— The problem —
Examine the material below. Gather every line in which the string "objects" appears.

— Dataset records —
PR #23001, opened 2025-01-20
Make reviewer pending rejection input a datetime widget and allow changing it through an action

diox:
Fixes https://github.com/mozilla/addons/issues/14920

### Description

This allows reviewers to change the pending rejection date of versions pending rejection through a widget where they can select the date and time.

Because the actions menu is already pretty large, the clear pending rejection date action is reused, with an option to change or clear ; to tie everything together and make the UI more consistent, the rejection action use the same widgets, making the date choice absolute rather than relative.

#### New reject multiple versions UI
Screenshot 2025-01-03 at 17-17-44 Ui-Addon-Install – Add-ons for Firefox

#### Modified Clear pending rejection action (now Change pending rejection) UI
Screenshot 2025-01-03 at 17-18-37 Ui-Addon-Install – Add-ons for Firefox

## Testing

See tests. Non-exhaustive list of scenarios, after submitting an add-on and going to its review page:
- Use the reject multiple versions action with immediate effect
- Use the reject multiple versions action with a delay, and then...
  - Use the change pending rejection action to clear the delay
  - Use the change pending rejection action to change the delay to a date in the future

Changing the delay (not clearing it) should send an email to the developer following copy that can be found as a comment in the issue.

Changing a delay should require the new date to be at least one extra day in the future compared to now. Changing the delay of multiple versions at once is possible, but the existing pending rejection date should all be the same.

### DIFF
--- a/src/olympia/abuse/actions.py
+++ b/src/olympia/abuse/actions.py
@@ -447,6 +447,14 @@ class ContentActionForwardToLegal(ContentAction):
         return self.log_action(amo.LOG.REQUEST_LEGAL)
 
 
+class ContentActionChangePendingRejectionDate(ContentAction):
+    description = 'Add-on pending rejection date has changed'
+    valid_targets = (Addon,)
+
+    def get_owners(self):
+        return self.target.authors.all()
+
+
 class ContentActionDeleteCollection(ContentAction):
     valid_targets = (Collection,)
     description = 'Collection has been deleted'
--- a/src/olympia/abuse/actions.py
+++ b/src/olympia/abuse/actions.py
@@ -1,5 +1,5 @@
 import random
-from datetime import datetime, timedelta
+from datetime import datetime
 
 from django.conf import settings
 from django.core.exceptions import ImproperlyConfigured
@@ -383,10 +383,17 @@ class ContentActionRejectVersionDelayed(ContentActionRejectVersion):
 
     def __init__(self, decision):
         super().__init__(decision)
-        self.days = int(self.decision.metadata.get('delayed_rejection_days', 0))
+        self.delayed_rejection_date = datetime.fromisoformat(
+            self.decision.metadata.get('delayed_rejection_date')
+        )
 
     def log_action(self, activity_log_action, *extra_args, extra_details=None):
-        extra_details = {**(extra_details or {}), 'delayed_rejection_days': self.days}
+        extra_details = {
+            **(extra_details or {}),
+            'delayed_rejection_days': (
+                self.delayed_rejection_date - datetime.now()
+            ).days,
+        }
         return super().log_action(
             activity_log_action, *extra_args, extra_details=extra_details
         )
@@ -397,14 +404,13 @@ class ContentActionRejectVersionDelayed(ContentActionRejectVersion):
         if not self.decision.reviewer_user:
             # This action should only be used by reviewer tools, not cinder webhook
             raise NotImplementedError
-        pending_rejection_deadline = datetime.now() + timedelta(days=self.days)
 
         for version in self.decision.target_versions.all():
             # (Re)set pending_rejection.
             VersionReviewerFlags.objects.update_or_create(
                 version=version,
                 defaults={
-                    'pending_rejection': pending_rejection_deadline,
+                    'pending_rejection': self.delayed_rejection_date,
                     'pending_rejection_by': self.decision.reviewer_user,
                     'pending_content_rejection': self.content_review,
                 },
--- a/src/olympia/abuse/actions.py
+++ b/src/olympia/abuse/actions.py
@@ -383,9 +383,15 @@ class ContentActionRejectVersionDelayed(ContentActionRejectVersion):
 
     def __init__(self, decision):
         super().__init__(decision)
-        self.delayed_rejection_date = datetime.fromisoformat(
-            self.decision.metadata.get('delayed_rejection_date')
-        )
+        if 'delayed_rejection_date' in self.decision.metadata:
+            self.delayed_rejection_date = datetime.fromisoformat(
+                self.decision.metadata.get('delayed_rejection_date')
+            )
+        else:
+            # Will fail later if we try to use it to log/process the action,
+            # but allows us to at least instantiate the class and use other
+            # methods.
+            self.delayed_rejection_date = None
 
     def log_action(self, activity_log_action, *extra_args, extra_details=None):
         extra_details = {
--- a/src/olympia/abuse/templates/abuse/emails/ContentActionChangePendingRejectionDate.txt
+++ b/src/olympia/abuse/templates/abuse/emails/ContentActionChangePendingRejectionDate.txt
@@ -1,0 +1,6 @@
+{% extends "abuse/emails/base.txt" %}{% block content %}
+
+As you are aware, your {{ type }} {{ name }} was manually reviewed by the Mozilla Add-ons team, at which point we found a violation of one or more Mozilla add-on policies.
+
+Our previous correspondence indicated that you would be required to correct the violation(s) by {{ details.old_deadline }}. However, after further assessing the circumstances - including the violation itself, the risks it presents, and the steps required to resolve it - we have determined that an alternative timeline is appropriate. Based on that determination, we have updated the deadline, and will now require you to correct your add-on violations no later than {{ details.new_deadline }}.
+{% endblock %}
--- a/src/olympia/abuse/tests/test_models.py
+++ b/src/olympia/abuse/tests/test_models.py
@@ -2835,7 +2835,11 @@ class TestContentDecision(TestCase):
             action=DECISION_ACTIONS.AMO_REJECT_VERSION_WARNING_ADDON,
             notes='some review text',
             reviewer_user=self.reviewer_user,
-            metadata={'delayed_rejection_days': 14},
+            metadata={
+                'delayed_rejection_date': (
+                    datetime.now() + timedelta(days=14, minutes=1)
+                ).isoformat()
+            },
         )
         decision.target_versions.set([addon.current_version])
         NeedsHumanReview.objects.create(
@@ -2870,7 +2874,11 @@ class TestContentDecision(TestCase):
             action=DECISION_ACTIONS.AMO_REJECT_VERSION_WARNING_ADDON,
             notes='some review text',
             reviewer_user=self.reviewer_user,
-            metadata={'delayed_rejection_days': 14},
+            metadata={
+                'delayed_rejection_date': (
+                    datetime.now() + timedelta(days=14, minutes=1)
+                ).isoformat()
+            },
         )
         decision.target_versions.set([version])
         assert decision.action_date is None
--- a/src/olympia/abuse/tests/test_models.py
+++ b/src/olympia/abuse/tests/test_models.py
@@ -1,6 +1,6 @@
 import json
 import uuid
-from datetime import datetime
+from datetime import datetime, timedelta
 from unittest import mock
 
 from django.conf import settings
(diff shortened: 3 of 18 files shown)


src/olympia/reviewers/views.py
```diff
@@ -1114,21 +1114,6 @@ def allow_resubmission(self, request, **kwargs):
             status_code = status.HTTP_409_CONFLICT
         return Response(status=status_code)
 
-    @drf_action(
-        detail=True,
-        methods=['post'],
-        permission_classes=[GroupPermission(amo.permissions.REVIEWS_ADMIN)],
-    )
-    def clear_pending_rejections(self, request, **kwargs):
```
diox, line 1122: Drive-by cleanup to reduce confusion - This API was already obsolete since 9f1e462ad03708cb7516b64aa08fcaf538028b0a

src/olympia/abuse/actions.py
```diff
@@ -383,10 +383,23 @@ class ContentActionRejectVersionDelayed(ContentActionRejectVersion):
 
     def __init__(self, decision):
         super().__init__(decision)
-        self.days = int(self.decision.metadata.get('delayed_rejection_days', 0))
+        if 'delayed_rejection_date' in self.decision.metadata:
```
KevinMind, line 386: Nit

```python
self.delayed_rejection_date = (
    self.decision.metadata.get('delayed_rejection_date')
    and datetime.fromisoformat(self.decision.metadata['delayed_rejection_date'])
)
```

src/olympia/abuse/actions.py
```diff
@@ -383,10 +383,23 @@ class ContentActionRejectVersionDelayed(ContentActionRejectVersion):
...
+            self.delayed_rejection_date = datetime.fromisoformat(
+                self.decision.metadata.get('delayed_rejection_date')
+            )
+        else:
```
KevinMind, line 390: Is the implicit assumption here that if the value actually is none, then later methods will raise? We should just raise explicitly here then no?

src/olympia/abuse/templates/abuse/emails/ContentActionChangePendingRejectionDate.txt
```diff
@@ -0,0 +1,6 @@
+{% extends "abuse/emails/base.txt" %}{% block content %}
+
+As you are aware, your {{ type }} {{ name }} was manually reviewed by the Mozilla Add-ons team, at which point we found a violation of one or more Mozilla add-on policies.
```
KevinMind, line 3: Just my read, but this sounds somewhat passive aggressive.. is the "As you are aware" necessary? I would think this type of email should be more matter of fact and not assume what people may or may not be aware of

src/olympia/abuse/tests/test_models.py
```diff
@@ -1170,11 +1170,10 @@ def test_process_decision(self):
         policy_a = CinderPolicy.objects.create(uuid='123-45', name='aaa', text='AAA')
         policy_b = CinderPolicy.objects.create(uuid='678-90', name='bbb', text='BBB')
 
-        with mock.patch.object(
-            ContentActionBanUser, 'process_action'
-        ) as action_mock, mock.patch.object(
-            ContentActionBanUser, 'notify_owners'
-        ) as notify_mock:
+        with (
```
KevinMind, line 1173: TIL 💪

src/olympia/reviewers/forms.py
```diff
@@ -497,8 +514,54 @@ def clean(self):
                 raise ValidationError(
                     'Multiple policies selected with different cinder actions.'
                 )
+
+        if self.helper.actions.get(selected_action, {}).get('delayable'):
+            if 'delayed_rejection' not in self.data:
```
KevinMind, line 519: It's not totally clear to me how this wouldn't be handled by setting the fields to required (which you do) or using required on the html?

src/olympia/reviewers/forms.py
```diff
@@ -497,8 +514,54 @@ def clean(self):
...
+                self.add_error(
+                    'delayed_rejection',
+                    forms.ValidationError('This field is required.'),
+                )
+            elif self.cleaned_data.get('delayed_rejection') and not self.data.get(
```
KevinMind, line 524: Nit: following your other refactorings you are querying the fields from cleaned_data repeatedly and could be extracted to vars..

src/olympia/reviewers/forms.py
```diff
@@ -497,8 +514,54 @@ def clean(self):
...
+                distinct_pending_rejection_dates = (
+                    self.cleaned_data['versions']
+                    .values_list('reviewerflags__pending_rejection')
+                    .distinct()
+                    .count()
+                )
+                if distinct_pending_rejection_dates > 1:
+                    self.add_error(
+                        'versions',
+                        forms.ValidationError(
```
KevinMind, line 548: Why is this a requirement? I could imagine having 3 vesrions with different dates and my goal is to set them all to the same single date??

src/olympia/reviewers/tests/test_forms.py
```diff
@@ -95,7 +95,7 @@ def test_actions_addon_status_null(self):
         actions = self.get_form().helper.get_actions()
         assert list(actions.keys()) == [
             'unreject_latest_version',
-            'clear_pending_rejection_multiple_versions',
+            'change_pending_rejection_multiple_versions',
```
KevinMind, line 98: nit: it is no longer clear in the name you can also "clear" via this action. Maybe "change_or_clear_pending_rejection_multiple_versions" is super long, but more clear? Or (for some reason) "set" "update" read a bit more broadly to me. Somehow from "change" i'm inferring that there is a value to change to.

KevinMind (commented):
Initial thoughts and feedback/ I'll try to setup and verify tomorrow.

src/olympia/abuse/actions.py
diox: My comment is probably poorly worded. There are times when we need to instantiate the class and call some methods that don't need the `delayed_rejection_date`, and we want those to continue to work.

An example is found in `TestCinderJob.test_report_with_outstanding_rejection` which sends an email to the reporter of an abuse report filed against an add-on with a delayed rejection already set (but that delayed rejection decision doesn't have that metadata - as might be the case for existing ones before this change)

src/olympia/abuse/templates/abuse/emails/ContentActionChangePendingRejectionDate.txt
diox: In my experience developers are very aware of rejections already :sweat_smile: - and I assume in most cases they are the ones asking for that date to be changed.

Regardless, this is the copy everyone approved (see [issue](https://github.com/mozilla/addons/issues/14920)) so I'm not in hurry to change it and go through validation with Operations, Product and Legal again.

src/olympia/reviewers/forms.py
diox: It's a requirement from the issue. I think the main problem is that we have to notify the developer of the old date in the email (see copy you commented on above), which makes it cumbersome if there are multiple different ones. Operations would know more, but @wagnerand noted the main use case would be when dates are all the same anyway so this limitation wouldn't be too bad.

src/olympia/reviewers/forms.py
diox: mmm looks like we already manipulate `required` in `is_valid()` above for various fields depending on the action so yeah, I'll try doing that there and drop the custom `ValidationError`

diox: Actually, can't do that because `NullBooleanField` accepts missing values as `None` without raising, even if the field is `required`. I added a comment and stopped hardcoding the error message in 407703a7f58465cf9f570e68eacfdc2534b664d6

KevinMind:
Some feedback after running through the steps

It looks like the change pending rejection is available as an action even if I don't have any pending rejections.. not sure if that is pre-existing but seems odd

Screenshot 2025-01-31 at 14 04 28
fc8-4387-91b3-5ea4e1f815b3" />

It is odd that I see an hr/mm at all, and it is actually html required. Can we remove that to only select a date and not time?

Screenshot 2025-01-31 at 13 27 15

Maybe this is to "react"-ive for what we can do with rev tools but I would expect if I modify the date field, I would exect on blur that we should change the radio to change date and not clear date. It would be super easy to think you are changing the date and actually you clear it. I actually did that before noticing the issue.

https://github.com/user-attachments/assets/e73b2bd3-b6fd-49c8-93a2-184ce850bdfe

diox:
> It looks like the change pending rejection is available as an action even if I don't have any pending rejections.. not sure if that is pre-existing but seems odd

That is pre-existing yeah, I didn't change that. We could, I'm not sure it's worth the extra database query (we're trying to minimize them on this page to keep it as fast as possible - every milliseconds counts given how many different things it's loading)

> When I schedule a rejection.. shouldn't I see when the pending rejection is for in the log?

You mean the date ? We don't show it in the log because it's not part of the format string, but we do show the current scheduled rejection date in the row of the version itself in the history if the pending rejection is still active.

> It is odd that I see an hr/mm at all, and it is actually html required. Can we remove that to only select a date and not time?

Maybe. I played with that a little bit, showing the time was a compromise: I was trying to avoid having all scheduled rejections end up at the same time, and not accidentally reduce the delay by a few hours for some developers depending on when the rejection was posted. My original idea was to only allow reviewers to select the date and automatically set the time to the hour/minute of the submission, and in fact that's shown in my screenshots in the description, but then I changed my mind for this implementation to keep things simpler. I don't feel strongly one way or the other though, but I figured, since we do have a full datetime internally, why not show it.

> Maybe this is to "react"-ive for what we can do with rev tools but I would expect if I modify the date field, I would exect on blur that we should change the radio to change date and not clear date. It would be super easy to think you are changing the date and actually you clear it. I actually did that before noticing the issue.

Also something I changed my mind on as I was working on this. My first implementation was more JavaScript-heavy and I went for something a bit simpler to maintain given the current codebase. But I see your point, maybe there is a middle-ground we can reach here. I'll see what I can do.

src/olympia/reviewers/forms.py
diox: a1128d64885be43823671b51a83f99ca5e212c7f

src/olympia/abuse/actions.py
KevinMind: Just curious if that could have been resolved with a migration? All good though no need for a change.

src/olympia/reviewers/forms.py
KevinMind: Ok

src/olympia/abuse/actions.py
diox: Maybe. We haven't tried to do that in the past, it's a bit of an edge case (we typically don't have to worry about executing past decisions...)

diox:
>> Maybe this is to "react"-ive for what we can do with rev tools but I would expect if I modify the date field, I would exect on blur that we should change the radio to change date and not clear date. It would be super easy to think you are changing the date and actually you clear it. I actually did that before noticing the issue.
>
> Also something I changed my mind on as I was working on this. My first implementation was more JavaScript-heavy and I went for something a bit simpler to maintain given the current codebase. But I see your point, maybe there is a middle-ground we can reach here. I'll see what I can do.

https://github.com/mozilla/addons-server/pull/23001/commits/f1f0ac5243df4fea90a6ad6a5449e683279dc5d1 does this

KevinMind (approved):
Verified 🚢

src/olympia/reviewers/tests/test_forms.py
diox: e1ffe0983d8264314fe1adbd8353815ef295e3ab

Kept the label the same to avoid wrapping, but updated (eh) the internal name, and the description to mention that changing the date will notify developers.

— Reply to the task —
             VersionReviewerFlags.objects.update_or_create(
         NeedsHumanReview.objects.create(
         policy_a = CinderPolicy.objects.create(uuid='123-45', name='aaa', text='AAA')
         policy_b = CinderPolicy.objects.create(uuid='678-90', name='bbb', text='BBB')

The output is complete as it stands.